NAF: ZOEY VAN GOEY / The Cage Was Unlocked All Along

Okay, this week’s New Album Friday album is a bit of a cheat because I’ve had the album in question for almost a week, but it’s simply so good that it deserves to be featured.

The thing about Zoey van Goey, as anyone who has seen their live performances can tell you, is that whatever they attempt they deliver with effortless versatility, a warm likeability and great musicianship. So, when I heard six or seven months ago that they were recording their first album my reaction was not a guarded “Well, good luck“; it was “Bloody great, can’t wait. It’ll be fab!“.

And, of course, it is.

Zoey Van Goey - The Cage Was Unlocked All Along
Zoey Van Goey - The Cage Was Unlocked All Along

I like lots of things about The Cage Was Unlocked All Along. I like the variety of song styles, the flow of moods that drifts through the selection like the weather outside a Glasgow tenement window. I love the production, the soft clarity of the interleaved vocals, the gentle tug of the rhythms, the weird background noises that don’t overwhelm, just colour. I adore the speech sample in the awesome, and sad, Nae Wonder, a song that manages to be uplifting and heartbreaking at the same time.

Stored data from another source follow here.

PR #1711, opened 2024-11-18
Support for `mask-*` CSS properties

rcj-siteimprove:
Resolves #


rcj-siteimprove:
!pr extract

rcj-siteimprove:
!pr extract

rcj-siteimprove:
!pr extract

rcj-siteimprove:
!pr extract

packages/alfa-style/src/property/mask.ts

But what I like most about Zoey Van Goey is that they are a band who love to tell stories. Everything about this album reflects that. The album’s title is a last line that demands reverse extrapolation. The gorgeous fold-out artwork is packed with untold tales of youthful adventure, improbable escapes, cargo cults and much more. And the songs, the songs, the songs. Every single one of them a capsule of character, mood and situation. Opener, The Best Treasure Stays Buried, introduces us to a pair of criminal lovers (or is that lover criminals?), hiding their loot and going their separate ways until the heat dies down, only neither seems to be sure that they’ll see the other one – or the money – again. Following up bounces in We Don’t Have That Kind Of Bread, a litany of fanciful fears about what can happen when you leave the house (and no-one wants their loved one to be kidnapped, held in a cage with skeleton bones and held to ransom), but perhaps also a plea from someone in the early days of love to extend your precious time together when outside pressures are forcing you to part, however briefly. And that’s only the start of an album that delivers  tableau after tableau like miniature toys encased glittering coloured beads, all the way to the quiet, perfect jewel at the end, City Is Exploding. These stories have heart. They can tend towards a certain twindie wistfulness, but there’s real humour here too and a healthy sense of the absurd.

Zoey Van Goey are already great authentic songwriters. This is already one of my favourite albums in years. And what’s exciting – what’s really, skin-tingling, fucking exciting – is the anticipation of What Zoey Did Next.